● Exercise requirements: Every line in the records below between the one holding "PR #1073, opened 2024-10-07" and the one holding "Issue #1054, opened 2024-09-19", inclusive, is to be set down exactly; all other lines are to be left out.
[Given data — start]
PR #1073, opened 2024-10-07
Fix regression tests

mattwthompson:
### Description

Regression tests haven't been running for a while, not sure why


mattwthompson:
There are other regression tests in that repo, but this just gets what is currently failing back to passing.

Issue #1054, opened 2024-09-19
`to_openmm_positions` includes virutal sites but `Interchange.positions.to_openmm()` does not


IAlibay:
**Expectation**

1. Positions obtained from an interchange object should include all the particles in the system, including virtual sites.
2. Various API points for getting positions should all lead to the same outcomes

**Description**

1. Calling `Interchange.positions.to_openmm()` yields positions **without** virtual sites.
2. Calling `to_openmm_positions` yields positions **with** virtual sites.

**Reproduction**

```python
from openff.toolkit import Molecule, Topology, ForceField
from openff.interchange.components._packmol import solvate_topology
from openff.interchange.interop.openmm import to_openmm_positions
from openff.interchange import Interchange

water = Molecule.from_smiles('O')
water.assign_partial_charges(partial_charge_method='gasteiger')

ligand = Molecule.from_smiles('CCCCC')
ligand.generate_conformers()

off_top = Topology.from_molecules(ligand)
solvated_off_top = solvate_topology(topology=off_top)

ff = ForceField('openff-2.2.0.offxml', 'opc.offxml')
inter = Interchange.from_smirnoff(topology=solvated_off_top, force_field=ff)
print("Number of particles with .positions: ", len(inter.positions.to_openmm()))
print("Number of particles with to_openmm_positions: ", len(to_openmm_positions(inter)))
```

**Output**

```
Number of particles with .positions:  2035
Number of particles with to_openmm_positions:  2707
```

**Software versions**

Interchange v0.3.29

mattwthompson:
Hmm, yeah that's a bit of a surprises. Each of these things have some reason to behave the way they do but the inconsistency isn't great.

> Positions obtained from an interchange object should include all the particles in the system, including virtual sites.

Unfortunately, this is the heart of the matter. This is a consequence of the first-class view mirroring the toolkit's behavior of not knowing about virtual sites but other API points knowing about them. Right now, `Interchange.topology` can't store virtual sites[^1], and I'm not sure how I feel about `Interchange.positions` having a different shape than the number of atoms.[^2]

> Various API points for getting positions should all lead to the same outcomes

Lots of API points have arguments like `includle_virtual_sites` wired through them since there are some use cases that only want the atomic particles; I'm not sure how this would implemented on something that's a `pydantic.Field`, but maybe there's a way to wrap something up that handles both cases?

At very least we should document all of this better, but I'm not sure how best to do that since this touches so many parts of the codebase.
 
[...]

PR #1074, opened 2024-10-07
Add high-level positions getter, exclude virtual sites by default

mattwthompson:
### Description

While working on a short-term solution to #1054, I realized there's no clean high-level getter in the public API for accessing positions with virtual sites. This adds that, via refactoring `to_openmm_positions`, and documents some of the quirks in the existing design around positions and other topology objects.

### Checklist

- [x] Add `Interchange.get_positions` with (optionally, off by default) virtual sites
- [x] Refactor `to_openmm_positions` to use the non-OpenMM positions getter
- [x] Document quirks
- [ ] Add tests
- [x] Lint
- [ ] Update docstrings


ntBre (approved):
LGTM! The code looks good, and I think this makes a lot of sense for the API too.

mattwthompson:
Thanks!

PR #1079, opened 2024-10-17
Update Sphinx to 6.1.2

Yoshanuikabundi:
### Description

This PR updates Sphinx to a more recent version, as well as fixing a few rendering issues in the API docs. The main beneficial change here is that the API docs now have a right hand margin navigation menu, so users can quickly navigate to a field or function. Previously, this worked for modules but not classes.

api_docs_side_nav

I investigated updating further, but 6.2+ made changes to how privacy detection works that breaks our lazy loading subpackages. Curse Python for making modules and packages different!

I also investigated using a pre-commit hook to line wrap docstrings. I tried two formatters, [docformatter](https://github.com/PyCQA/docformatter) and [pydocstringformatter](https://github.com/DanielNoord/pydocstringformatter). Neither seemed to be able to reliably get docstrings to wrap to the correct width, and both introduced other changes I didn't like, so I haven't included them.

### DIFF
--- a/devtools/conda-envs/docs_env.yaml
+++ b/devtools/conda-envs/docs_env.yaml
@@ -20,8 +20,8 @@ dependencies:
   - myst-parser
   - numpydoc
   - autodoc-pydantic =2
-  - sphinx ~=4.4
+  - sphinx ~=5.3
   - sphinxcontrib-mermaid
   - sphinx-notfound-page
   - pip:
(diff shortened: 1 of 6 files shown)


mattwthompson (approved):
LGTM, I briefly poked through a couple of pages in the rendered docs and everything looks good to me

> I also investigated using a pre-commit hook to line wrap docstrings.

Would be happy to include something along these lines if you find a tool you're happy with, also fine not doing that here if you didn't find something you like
[Given data — finish]
[Given data — start]
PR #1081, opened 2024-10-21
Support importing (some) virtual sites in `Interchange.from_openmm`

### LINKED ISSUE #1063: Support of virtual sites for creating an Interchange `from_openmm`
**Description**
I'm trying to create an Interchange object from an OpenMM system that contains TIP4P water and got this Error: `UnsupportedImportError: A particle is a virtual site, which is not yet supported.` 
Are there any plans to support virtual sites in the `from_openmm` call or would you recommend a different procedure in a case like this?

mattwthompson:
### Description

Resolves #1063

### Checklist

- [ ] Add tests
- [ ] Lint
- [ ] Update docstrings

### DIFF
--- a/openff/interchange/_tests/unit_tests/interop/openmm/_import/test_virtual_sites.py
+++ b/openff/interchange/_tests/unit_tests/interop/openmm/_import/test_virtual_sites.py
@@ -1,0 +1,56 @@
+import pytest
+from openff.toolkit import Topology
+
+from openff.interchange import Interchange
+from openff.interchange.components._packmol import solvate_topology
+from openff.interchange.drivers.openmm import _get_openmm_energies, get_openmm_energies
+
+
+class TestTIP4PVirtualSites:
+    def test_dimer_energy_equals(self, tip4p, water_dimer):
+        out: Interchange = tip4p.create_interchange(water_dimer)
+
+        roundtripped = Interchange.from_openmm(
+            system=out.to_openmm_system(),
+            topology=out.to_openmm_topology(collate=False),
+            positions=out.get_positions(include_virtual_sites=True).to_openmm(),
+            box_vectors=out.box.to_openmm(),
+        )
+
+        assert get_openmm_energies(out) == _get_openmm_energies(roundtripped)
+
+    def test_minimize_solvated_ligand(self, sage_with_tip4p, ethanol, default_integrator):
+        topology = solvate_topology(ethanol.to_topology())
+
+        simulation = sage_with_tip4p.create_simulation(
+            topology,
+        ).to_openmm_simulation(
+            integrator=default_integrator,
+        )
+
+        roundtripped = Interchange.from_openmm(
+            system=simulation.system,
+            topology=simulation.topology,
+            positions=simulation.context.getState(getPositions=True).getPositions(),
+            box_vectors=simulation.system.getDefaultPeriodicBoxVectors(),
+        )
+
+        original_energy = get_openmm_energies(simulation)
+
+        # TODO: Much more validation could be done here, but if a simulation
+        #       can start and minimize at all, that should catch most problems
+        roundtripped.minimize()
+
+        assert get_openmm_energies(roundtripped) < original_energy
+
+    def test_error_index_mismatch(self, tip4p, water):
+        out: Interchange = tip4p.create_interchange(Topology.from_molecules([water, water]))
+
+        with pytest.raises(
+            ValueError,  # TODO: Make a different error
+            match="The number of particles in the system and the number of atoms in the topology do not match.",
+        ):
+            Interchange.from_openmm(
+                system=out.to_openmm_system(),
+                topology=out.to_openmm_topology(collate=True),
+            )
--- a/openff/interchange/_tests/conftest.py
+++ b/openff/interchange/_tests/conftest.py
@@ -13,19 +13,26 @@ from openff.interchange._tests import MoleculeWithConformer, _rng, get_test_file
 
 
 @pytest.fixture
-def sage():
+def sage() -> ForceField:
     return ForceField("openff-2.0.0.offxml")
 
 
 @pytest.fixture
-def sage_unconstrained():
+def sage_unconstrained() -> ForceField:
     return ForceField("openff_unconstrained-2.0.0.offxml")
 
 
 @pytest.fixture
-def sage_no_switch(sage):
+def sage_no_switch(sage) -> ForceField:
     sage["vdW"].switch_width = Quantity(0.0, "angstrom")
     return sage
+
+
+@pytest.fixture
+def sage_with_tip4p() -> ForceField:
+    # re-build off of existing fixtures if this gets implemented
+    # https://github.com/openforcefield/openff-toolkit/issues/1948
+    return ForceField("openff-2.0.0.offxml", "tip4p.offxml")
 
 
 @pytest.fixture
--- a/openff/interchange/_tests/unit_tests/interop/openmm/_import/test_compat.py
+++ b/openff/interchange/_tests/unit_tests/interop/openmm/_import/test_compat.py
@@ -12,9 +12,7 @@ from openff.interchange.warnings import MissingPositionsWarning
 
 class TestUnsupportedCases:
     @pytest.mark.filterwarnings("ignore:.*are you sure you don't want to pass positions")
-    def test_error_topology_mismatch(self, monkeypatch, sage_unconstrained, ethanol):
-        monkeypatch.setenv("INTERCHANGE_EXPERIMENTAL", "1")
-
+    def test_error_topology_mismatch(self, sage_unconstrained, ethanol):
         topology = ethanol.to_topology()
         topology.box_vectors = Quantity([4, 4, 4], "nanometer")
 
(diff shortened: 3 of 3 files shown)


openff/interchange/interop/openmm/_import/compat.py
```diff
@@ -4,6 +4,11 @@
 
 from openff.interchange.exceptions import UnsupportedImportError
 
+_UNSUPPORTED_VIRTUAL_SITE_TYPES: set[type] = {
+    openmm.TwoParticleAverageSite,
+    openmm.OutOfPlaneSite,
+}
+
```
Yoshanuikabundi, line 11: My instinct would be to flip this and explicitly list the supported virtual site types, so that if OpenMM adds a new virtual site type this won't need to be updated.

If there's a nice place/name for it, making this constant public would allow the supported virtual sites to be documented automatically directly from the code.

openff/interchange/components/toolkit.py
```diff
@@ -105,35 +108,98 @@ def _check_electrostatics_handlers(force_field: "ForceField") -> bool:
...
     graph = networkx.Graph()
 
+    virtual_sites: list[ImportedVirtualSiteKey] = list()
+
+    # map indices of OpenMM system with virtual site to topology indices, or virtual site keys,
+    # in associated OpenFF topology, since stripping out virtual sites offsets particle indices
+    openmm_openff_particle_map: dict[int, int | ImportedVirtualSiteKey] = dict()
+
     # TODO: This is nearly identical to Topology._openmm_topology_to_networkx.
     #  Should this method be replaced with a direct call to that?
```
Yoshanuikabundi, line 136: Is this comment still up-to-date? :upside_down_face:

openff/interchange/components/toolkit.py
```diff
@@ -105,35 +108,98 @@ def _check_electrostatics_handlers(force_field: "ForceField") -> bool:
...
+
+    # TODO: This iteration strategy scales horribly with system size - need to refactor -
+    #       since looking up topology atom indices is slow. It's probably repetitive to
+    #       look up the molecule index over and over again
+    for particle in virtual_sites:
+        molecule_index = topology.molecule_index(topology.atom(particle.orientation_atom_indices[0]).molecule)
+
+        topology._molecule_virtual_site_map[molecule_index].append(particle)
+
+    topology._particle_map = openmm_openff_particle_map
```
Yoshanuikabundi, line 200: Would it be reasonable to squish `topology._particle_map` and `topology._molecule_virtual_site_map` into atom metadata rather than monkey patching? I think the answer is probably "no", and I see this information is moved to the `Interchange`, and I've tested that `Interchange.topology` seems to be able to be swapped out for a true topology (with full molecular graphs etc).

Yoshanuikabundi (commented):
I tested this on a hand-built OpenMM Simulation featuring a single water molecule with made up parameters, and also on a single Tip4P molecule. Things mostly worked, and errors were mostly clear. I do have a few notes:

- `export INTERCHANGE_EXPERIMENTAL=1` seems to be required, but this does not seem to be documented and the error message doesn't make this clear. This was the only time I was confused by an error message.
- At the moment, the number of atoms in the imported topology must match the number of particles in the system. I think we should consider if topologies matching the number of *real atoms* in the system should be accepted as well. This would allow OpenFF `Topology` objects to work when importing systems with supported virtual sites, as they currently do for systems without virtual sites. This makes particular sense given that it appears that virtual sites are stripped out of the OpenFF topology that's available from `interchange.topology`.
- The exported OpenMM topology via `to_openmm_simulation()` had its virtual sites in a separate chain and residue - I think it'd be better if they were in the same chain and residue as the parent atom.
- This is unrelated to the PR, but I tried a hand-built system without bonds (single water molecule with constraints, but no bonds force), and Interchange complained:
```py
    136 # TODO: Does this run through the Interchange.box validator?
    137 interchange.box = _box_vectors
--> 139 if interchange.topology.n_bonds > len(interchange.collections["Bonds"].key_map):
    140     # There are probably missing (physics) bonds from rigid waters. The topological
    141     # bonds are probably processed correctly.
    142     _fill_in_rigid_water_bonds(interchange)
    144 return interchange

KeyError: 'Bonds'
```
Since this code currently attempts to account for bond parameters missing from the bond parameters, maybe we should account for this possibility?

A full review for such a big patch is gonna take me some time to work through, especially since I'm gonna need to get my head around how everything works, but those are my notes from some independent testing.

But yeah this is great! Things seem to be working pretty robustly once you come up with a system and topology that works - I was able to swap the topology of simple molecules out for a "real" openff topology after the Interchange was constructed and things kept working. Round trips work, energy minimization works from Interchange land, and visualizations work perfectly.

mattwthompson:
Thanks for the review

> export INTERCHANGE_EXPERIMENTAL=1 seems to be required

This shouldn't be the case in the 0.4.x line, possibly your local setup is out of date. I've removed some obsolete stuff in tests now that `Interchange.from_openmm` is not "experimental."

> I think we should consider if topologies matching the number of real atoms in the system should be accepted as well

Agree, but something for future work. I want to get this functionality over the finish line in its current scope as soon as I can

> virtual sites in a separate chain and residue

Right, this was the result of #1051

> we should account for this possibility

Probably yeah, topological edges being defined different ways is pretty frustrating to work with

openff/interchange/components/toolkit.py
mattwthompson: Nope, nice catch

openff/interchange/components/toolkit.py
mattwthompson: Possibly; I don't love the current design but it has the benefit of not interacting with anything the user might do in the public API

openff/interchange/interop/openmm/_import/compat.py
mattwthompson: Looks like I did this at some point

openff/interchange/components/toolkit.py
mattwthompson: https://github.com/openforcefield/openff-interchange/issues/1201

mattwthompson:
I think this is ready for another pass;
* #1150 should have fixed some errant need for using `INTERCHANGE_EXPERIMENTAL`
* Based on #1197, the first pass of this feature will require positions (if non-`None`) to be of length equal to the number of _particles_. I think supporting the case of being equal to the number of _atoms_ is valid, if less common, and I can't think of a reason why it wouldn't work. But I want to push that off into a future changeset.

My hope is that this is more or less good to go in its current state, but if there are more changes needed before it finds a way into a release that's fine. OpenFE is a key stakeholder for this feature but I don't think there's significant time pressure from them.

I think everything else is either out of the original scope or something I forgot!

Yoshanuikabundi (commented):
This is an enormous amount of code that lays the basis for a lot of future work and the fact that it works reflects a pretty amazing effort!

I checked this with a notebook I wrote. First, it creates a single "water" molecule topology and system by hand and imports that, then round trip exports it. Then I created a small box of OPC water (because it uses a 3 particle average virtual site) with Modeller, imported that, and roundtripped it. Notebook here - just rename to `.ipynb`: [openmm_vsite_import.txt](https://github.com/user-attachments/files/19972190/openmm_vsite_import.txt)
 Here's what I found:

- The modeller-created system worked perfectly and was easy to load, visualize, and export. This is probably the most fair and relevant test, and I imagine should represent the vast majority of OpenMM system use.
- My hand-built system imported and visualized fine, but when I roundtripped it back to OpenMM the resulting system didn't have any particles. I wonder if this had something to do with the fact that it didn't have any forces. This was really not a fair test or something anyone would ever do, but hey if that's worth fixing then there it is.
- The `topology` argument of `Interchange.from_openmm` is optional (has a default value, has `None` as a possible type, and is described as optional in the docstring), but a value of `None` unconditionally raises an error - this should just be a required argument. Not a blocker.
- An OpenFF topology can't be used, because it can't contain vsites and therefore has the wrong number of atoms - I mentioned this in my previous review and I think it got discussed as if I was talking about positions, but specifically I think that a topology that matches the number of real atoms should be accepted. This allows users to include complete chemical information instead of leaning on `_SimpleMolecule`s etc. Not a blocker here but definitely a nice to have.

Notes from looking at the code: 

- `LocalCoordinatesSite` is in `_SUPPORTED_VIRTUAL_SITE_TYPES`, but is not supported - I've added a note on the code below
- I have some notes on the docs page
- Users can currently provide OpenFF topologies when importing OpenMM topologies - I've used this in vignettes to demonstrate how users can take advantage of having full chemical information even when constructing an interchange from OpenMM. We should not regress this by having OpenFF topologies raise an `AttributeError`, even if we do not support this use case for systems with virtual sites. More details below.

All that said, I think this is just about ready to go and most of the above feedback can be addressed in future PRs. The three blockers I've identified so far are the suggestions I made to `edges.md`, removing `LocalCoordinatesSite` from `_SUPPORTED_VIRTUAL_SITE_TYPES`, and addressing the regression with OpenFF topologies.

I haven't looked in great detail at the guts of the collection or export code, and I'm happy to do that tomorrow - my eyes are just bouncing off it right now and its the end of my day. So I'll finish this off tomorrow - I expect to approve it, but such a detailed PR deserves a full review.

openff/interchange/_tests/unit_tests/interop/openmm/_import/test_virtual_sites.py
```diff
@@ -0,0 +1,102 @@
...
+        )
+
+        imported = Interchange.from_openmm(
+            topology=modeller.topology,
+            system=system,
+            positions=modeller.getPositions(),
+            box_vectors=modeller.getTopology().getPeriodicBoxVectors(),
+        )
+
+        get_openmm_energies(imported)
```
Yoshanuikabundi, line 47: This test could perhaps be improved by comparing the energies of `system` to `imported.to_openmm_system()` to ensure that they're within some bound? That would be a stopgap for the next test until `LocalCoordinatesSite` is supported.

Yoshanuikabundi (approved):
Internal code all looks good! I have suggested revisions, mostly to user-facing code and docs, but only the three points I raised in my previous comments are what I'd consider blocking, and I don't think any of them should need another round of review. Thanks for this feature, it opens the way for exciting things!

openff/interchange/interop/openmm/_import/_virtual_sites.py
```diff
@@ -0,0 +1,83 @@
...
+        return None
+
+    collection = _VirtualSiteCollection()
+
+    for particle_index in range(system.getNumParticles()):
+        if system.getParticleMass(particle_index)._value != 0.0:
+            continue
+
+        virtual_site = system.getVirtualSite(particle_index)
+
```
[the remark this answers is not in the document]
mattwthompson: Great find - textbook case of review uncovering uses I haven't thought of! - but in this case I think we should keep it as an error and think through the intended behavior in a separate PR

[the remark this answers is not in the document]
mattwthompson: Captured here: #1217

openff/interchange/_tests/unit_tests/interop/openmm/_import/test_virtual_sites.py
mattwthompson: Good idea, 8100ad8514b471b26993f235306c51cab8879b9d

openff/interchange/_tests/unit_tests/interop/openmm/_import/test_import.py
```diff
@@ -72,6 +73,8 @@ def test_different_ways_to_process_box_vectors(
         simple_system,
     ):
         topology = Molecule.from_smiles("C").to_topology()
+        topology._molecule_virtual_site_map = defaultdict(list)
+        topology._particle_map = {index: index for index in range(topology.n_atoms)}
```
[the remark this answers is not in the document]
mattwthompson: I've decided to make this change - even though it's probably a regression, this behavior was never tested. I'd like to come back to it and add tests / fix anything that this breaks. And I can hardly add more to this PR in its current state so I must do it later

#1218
[Given data — finish]
[Given data — start]
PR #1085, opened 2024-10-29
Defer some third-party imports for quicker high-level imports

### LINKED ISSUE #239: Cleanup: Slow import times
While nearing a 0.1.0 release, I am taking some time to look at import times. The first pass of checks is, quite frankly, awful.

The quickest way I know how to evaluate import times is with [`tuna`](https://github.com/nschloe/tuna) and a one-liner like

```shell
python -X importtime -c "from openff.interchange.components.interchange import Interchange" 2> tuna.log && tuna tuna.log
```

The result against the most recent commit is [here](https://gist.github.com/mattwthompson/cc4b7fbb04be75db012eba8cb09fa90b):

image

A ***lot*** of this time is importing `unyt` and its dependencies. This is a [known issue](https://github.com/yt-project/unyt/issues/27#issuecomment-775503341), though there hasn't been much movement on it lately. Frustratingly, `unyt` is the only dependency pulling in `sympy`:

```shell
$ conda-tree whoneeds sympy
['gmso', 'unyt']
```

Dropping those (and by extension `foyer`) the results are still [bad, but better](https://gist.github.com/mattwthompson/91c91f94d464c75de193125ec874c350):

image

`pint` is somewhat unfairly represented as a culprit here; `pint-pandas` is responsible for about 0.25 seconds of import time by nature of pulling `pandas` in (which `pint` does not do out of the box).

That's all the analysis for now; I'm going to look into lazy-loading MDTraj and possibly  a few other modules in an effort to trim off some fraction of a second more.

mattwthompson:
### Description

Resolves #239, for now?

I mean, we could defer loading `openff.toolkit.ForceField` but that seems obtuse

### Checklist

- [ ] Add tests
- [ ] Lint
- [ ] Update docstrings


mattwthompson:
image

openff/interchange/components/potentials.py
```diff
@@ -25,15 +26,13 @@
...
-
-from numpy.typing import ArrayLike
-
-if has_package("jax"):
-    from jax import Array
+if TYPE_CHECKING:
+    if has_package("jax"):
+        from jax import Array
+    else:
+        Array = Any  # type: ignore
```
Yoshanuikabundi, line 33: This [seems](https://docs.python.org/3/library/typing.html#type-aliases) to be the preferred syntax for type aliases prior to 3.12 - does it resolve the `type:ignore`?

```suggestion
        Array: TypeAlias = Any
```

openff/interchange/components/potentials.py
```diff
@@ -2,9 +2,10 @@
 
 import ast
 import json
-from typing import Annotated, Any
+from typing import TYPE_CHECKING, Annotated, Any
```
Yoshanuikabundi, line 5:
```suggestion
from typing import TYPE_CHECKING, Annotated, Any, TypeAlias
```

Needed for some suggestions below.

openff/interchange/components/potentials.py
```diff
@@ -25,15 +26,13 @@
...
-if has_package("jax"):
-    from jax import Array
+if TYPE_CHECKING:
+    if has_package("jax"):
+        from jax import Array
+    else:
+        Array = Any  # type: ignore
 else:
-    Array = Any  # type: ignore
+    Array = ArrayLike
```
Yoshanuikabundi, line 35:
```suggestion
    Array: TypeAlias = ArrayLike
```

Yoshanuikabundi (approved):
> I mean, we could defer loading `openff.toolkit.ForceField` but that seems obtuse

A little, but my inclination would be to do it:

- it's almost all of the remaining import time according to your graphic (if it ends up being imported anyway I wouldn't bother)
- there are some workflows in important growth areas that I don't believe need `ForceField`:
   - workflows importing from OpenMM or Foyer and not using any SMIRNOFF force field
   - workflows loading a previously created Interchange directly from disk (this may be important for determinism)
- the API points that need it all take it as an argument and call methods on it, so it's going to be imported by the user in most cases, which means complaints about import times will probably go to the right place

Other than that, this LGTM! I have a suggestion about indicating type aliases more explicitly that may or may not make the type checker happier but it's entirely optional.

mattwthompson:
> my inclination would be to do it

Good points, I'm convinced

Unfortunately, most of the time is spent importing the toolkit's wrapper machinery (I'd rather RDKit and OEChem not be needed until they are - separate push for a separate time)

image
[Given data — finish]
● Answer:
PR #1073, opened 2024-10-07
Fix regression tests

mattwthompson:
### Description

Regression tests haven't been running for a while, not sure why


mattwthompson:
There are other regression tests in that repo, but this just gets what is currently failing back to passing.

Issue #1054, opened 2024-09-19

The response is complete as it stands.